Of the 5,212 people in Hooper 25 years or older, 101 (1.9%) had not completed high school, 1,281 (24.6%) had a high school diploma or equivalency, 2,265 (43.5%) had some college or an associate degree, 1,035 (19.9%) had a bachelor's degree, and 530 (10.2%) had a graduate or professional degree.

==Government==
The mayor of Hooper is Sheri Bingham

Hooper also has a city council that consists of five members representing six districts. Three members represent two districts each and the other two members are at large representatives.

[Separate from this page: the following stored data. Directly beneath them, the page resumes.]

PR #251, opened 2018-11-27
Improvements for dex auth

maxmarkus:
Improvements which are required for console. 

- allow window.location.origin to be the redirect_uri (prevent routing if access_token is in the url)
- resilience for invalid iframe (on logout, re-login and)
- context switcher is now hidden if autologin is disabled and user logged out
- refactored backdrop due to some oncreate side effects, seems like there is a bug in svelte when using string concatenation inside template

### DIFF
--- a/core/src/Backdrop.html
+++ b/core/src/Backdrop.html
@@ -1,4 +1,4 @@
-<div class="{backdropActive ? 'fd-ui__overlay fd-overlay fd-overlay--modal ' + heightCssClass : ''}" aria-hidden="false">
+<div class="{backdropClass}" aria-hidden="false">
   <slot></slot>
 </div>
 
@@ -7,18 +7,14 @@
   export default {
     data() {
       return {
-        backdropActive: false
+        backdropActive: false,
+        backdropClass: ''
       }
     },
     oncreate() {
       const backdropDisabled = LuigiConfig.getConfigValue('settings.backdropDisabled');
       if (!backdropDisabled) {
-        if (this.options.data && this.options.data.heightCssClass) {
-          this.set({ heightCssClass: this.options.data.heightCssClass })
-        } else {
-          this.set({ heightCssClass: 'height-auto' })
-        }
-
+        this.setBackdropClass();
         window.addEventListener("message", (e) => {
           if ('luigi.add-backdrop' === e.data.msg) {
             this.set({ backdropActive: true });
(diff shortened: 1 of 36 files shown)


core/src/services/routing.js
```diff
@@ -288,6 +288,12 @@ const buildRoute = (node, path, params) =>
     : buildRoute(node.parent, `/${node.parent.pathSegment}${path}`, params);
 
 export const handleRouteChange = async (path, component, node, config) => {
+  if (
+    window.location.href.indexOf('access_token') !== -1 ||
```
pekura: 1) Can we do this check a bit more specific? At least indexOf('access_token=').
2) Can we make it configurable? Like list of regex expressions for paths to be ignored by Luigi routing? That way the Luigi app owner would have full control over it.

maxmarkus: Yes, thats a good idea :-)

docs/navigation-configuration.md
```diff
@@ -212,6 +212,7 @@ You can configure the way Luigi tackles routing in your application in the **Rou
 
 - **useHashRouting** defines either hash-based (`url.com/#/yourpath`) or path-based (`url.com/yourpath`) routing.
 - **nodeParamPrefix** sets the prefix character when using the `LuigiClient.linkManager().withParam()` function, which provides a way to simply attach query parameters to the view URL for activities such as sorting and filtering. The URL contains the parameters to allow deep linking. If you want to use a different character prefix, define yours here. The default character is `~`.
+- **skipRoutingForUrlPatterns** defines regex patterns that should be skipped by the router when listening for path changes. Used for excluding redirect_uri parameters. Default patterns are `[/access_token=/, '/id_token=/]`
```
```suggestion
- **skipRoutingForUrlPatterns** defines regex patterns to be skipped by the router when listening for path changes. This parameter is used for excluding **redirect_uri** parameters. Default patterns are `[/access_token=/, '/id_token=/]`.
```

core/src/navigation/TopNav.html
```diff
@@ -51,6 +53,7 @@
   import LogoTitle from './LogoTitle.html';
   import Authorization from '../Authorization.html';
   import { handleRouteClick } from '../services/routing.js';
+  import * as Navigation from './services/navigation.js';
```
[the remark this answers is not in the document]
kwiatekus: done

core/src/Backdrop.html
```diff
@@ -29,6 +25,24 @@
...
     },
+    onstate({ changed, current, previous }) {
+      if (changed.backdropActive) {
+        this.setBackdropClass();
+      }
+    },
+    methods: {
+      setBackdropClass() {
+        const baseClasses = 'fd-ui__overlay fd-overlay fd-overlay--modal ';
+        if (!this.get().backdropActive) {
```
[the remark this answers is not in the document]
maxmarkus: Less code, but more dependencies. Not a fan of this. I guess if we want to have it, we can write it by ourself with a small helper function. similar to `['class1', 'class2'].join(' ')`.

===Federal Representation===
Hooper is located in Utah's First Congressional District. For the 119th United States Congress, Utah's First Congressional District is represented by Blake Moore (R).

==Attractions==
Hooper is famously known for housing the Hooper Tomato Days, which takes place annually during the last week of August through the first week of September, including labor day weekend. With over 8,000 attendees every year, they host a variety of events to entertain the masses. Some of these events include Horse Shows, Rodeos, Pageants, Parades, Vendor Booths, Food, Fireworks and the most popular event, The Dog Race.

Historically, the Tomato Days were known to celebrate the harvest of the towns tomatoes, grown by local residents. However, over the nearly 100 years the Tomato Days have been held, the large tomato fields have become less popular. The event is now used to bring together the farming community in celebration and fun.